TASK DIRECTIONS:
Once the line with "PR #211, opened 2022-03-17" is found in the entries below, repeat it and each following line exactly, up to and including the line with "## Functions". Add no other lines.

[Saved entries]
_ _ _ _ _
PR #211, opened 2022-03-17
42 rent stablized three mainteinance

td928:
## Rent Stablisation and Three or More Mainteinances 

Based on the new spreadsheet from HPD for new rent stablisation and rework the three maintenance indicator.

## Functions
_ _ _ _ _
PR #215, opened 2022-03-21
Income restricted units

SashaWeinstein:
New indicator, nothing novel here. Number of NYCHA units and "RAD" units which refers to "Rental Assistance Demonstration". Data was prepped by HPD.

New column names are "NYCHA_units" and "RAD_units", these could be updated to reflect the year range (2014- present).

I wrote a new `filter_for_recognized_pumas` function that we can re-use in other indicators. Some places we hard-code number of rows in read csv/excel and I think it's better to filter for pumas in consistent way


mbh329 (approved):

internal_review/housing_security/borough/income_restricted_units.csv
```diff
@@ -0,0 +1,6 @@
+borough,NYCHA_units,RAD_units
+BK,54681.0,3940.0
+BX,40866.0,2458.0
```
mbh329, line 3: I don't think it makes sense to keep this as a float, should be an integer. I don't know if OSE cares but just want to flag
_ _ _ _ _
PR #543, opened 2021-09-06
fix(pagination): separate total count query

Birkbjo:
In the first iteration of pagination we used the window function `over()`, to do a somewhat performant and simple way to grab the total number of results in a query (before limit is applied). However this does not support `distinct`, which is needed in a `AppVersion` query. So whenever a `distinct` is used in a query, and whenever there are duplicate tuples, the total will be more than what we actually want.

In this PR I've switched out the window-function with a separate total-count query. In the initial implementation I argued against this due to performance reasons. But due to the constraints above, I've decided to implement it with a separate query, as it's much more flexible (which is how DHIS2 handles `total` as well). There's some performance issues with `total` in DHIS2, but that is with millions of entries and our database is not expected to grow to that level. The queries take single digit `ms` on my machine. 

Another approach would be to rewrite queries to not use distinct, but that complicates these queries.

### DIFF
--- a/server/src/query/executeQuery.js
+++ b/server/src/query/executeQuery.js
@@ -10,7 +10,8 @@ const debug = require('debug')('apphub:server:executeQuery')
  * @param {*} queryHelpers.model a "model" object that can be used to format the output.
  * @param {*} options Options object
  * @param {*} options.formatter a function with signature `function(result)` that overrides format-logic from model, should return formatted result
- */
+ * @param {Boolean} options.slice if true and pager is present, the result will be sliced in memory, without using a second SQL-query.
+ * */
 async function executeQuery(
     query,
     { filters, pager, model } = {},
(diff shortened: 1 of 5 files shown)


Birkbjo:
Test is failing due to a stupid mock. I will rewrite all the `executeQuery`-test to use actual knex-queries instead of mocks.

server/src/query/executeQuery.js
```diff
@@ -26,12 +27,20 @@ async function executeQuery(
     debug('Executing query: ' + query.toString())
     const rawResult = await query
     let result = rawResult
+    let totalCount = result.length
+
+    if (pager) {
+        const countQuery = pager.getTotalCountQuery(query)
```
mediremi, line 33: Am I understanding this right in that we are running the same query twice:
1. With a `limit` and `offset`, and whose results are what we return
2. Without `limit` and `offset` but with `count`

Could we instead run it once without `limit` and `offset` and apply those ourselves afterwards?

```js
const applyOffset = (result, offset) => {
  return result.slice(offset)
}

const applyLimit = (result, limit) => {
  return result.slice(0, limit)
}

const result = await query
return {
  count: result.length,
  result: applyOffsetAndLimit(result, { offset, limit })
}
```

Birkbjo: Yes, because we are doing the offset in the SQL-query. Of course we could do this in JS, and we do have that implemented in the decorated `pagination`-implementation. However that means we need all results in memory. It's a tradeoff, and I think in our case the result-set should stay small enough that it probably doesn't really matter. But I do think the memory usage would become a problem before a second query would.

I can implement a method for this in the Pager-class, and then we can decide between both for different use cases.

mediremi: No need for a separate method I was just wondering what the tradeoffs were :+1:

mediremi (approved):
_ _ _ _ _
ANSWER TO THE EXERCISE:
PR #211, opened 2022-03-17
42 rent stablized three mainteinance

td928:
## Rent Stablisation and Three or More Mainteinances 

Based on the new spreadsheet from HPD for new rent stablisation and rework the three maintenance indicator.

## Functions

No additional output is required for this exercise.